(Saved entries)
********************
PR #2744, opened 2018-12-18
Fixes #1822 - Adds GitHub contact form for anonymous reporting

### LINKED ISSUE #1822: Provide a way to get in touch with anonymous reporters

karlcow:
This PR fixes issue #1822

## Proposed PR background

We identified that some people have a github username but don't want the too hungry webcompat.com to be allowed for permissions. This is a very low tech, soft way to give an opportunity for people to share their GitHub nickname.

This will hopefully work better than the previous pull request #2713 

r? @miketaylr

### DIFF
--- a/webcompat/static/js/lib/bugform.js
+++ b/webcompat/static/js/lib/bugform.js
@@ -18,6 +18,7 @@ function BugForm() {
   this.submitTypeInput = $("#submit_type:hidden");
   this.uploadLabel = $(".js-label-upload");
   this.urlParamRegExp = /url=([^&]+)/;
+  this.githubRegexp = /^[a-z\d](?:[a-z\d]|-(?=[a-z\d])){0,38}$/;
********************
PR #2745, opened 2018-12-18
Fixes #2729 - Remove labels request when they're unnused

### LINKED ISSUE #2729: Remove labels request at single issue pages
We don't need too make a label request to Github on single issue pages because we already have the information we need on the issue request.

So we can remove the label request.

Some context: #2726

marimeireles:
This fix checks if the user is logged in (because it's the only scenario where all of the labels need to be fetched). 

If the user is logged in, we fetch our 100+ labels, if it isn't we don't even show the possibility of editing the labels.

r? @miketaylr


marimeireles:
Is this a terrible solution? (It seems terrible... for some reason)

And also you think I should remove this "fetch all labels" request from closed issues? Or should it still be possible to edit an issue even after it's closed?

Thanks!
********************
TASK BRIEF>
Above are several records. Count the lines among them that contain "labels" and give only the total.

SOLVED EXERCISE>
5